„Förderung und Finanzierung unabhängiger medizinischer Forschung” - Beschlussantrag Nr. 14 des 18. Sächsischen Ärztetages/der 38. Kammerversammlung am 27./28. Juni 2008

08.12.2008

Im Rahmen des 18. Sächsischen Ärztetages/der 38. Kammerversammlung wurde von Herrn Dr. Rainer Kobes der Beschlussantrag Nr. 14 "Förderung und Finanzierung unabhängiger medizinischer Forschung" vorgelegt.

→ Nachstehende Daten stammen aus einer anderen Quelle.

PR #109, opened 2022-09-12
Correct minsdkversion

niallzato:
Our timestamps [rely](https://github.com/segmentio/analytics-kotlin/blob/ed398f090cafb98d42a93ff4c5c4cff4b1323885/core/src/main/java/com/segment/analytics/kotlin/core/Events.kt#L13) on this class: https://developer.android.com/reference/java/time/Instant.html

Which requires API level 26 or above, changing our minSdkVersion to reflect this.

### DIFF
--- a/android/build.gradle
+++ b/android/build.gradle
@@ -13,7 +13,7 @@ android {
         // Required when setting minSdkVersion to 20 or lower
         multiDexEnabled true
 
-        minSdkVersion 16
+        minSdkVersion 26
         targetSdkVersion 31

Darin wurden die Sächsische Staatsregierung und die Bundesregierung aufgefordert, sich für eine "unabhängige medizinische Forschung" einzusetzen und die dafür erforderlichen finanziellen Mittel bereit zu stellen. Die Mandatsträger hatten seinerzeit beschlossen, den Beschlussantrag zwecks Entscheidung an den Vorstand der Sächsischen Landesärztekammer zu überweisen. Der Vorstand hat nunmehr in seiner Sitzung am 3. Dezember 2008 die abschließende Fassung wie folgt bestätigt:

 

Der 18. Sächsische Ärztetag fordert die Sächsische Staatsregierung und die Bundesregierung auf, die Forschung auf dem Gebiet der Medizin stärker zu fördern, um insbesondere Themenbereiche in den Mittelpunkt rücken zu können, die nur wenig im Interessenspektrum wirtschaftlich intendierter Industrieforschung liegen sowie unabhängige Studien zu unterstützen.

 

Begründung:

 

Neben der Industrieforschung muss mehr Wert auf eine unabhängige Förderung medizinischer Forschung gelegt werden. Dies ist im Wesentlichen nur durch ausreichende institutionelle materielle Unterstützung durch den Staat (z. B. DFG, BMBF, EU) möglich. Beispielsweise hat die Bundesärztekammer auf ihrem 108. Ärztetag 2005 ein geeignetes Förderprogramm im Umfang von 4,5 Mio. EUR beschlossen. Diese Initiative ist keinesfalls ausreichend, den Forschungsbedarf abzudecken. Sie war von Beginn an darauf gerichtet, weitere Forschungsförderung aus Land, Bund und europäische Ressourcen anzuregen. Insbesondere die Versorgungsforschung, die u. a. dringlichst die Auswirkungen der unterschiedlichen Gesundheitsreformen und die sich aus der demografischen Entwicklung ergebenden Ansprüche an das deutsche Gesundheitswesen untersuchen müsste, ist wenig entwickelt und wird eben wegen fehlender Mittel von der universitären Forschung kaum beachtet. Um ausreichende Mittel zur Verfügung zu stellen, sollte gleichzeitig von der Pharmaindustrie ein Fonds zur Verfügung gestellt werden.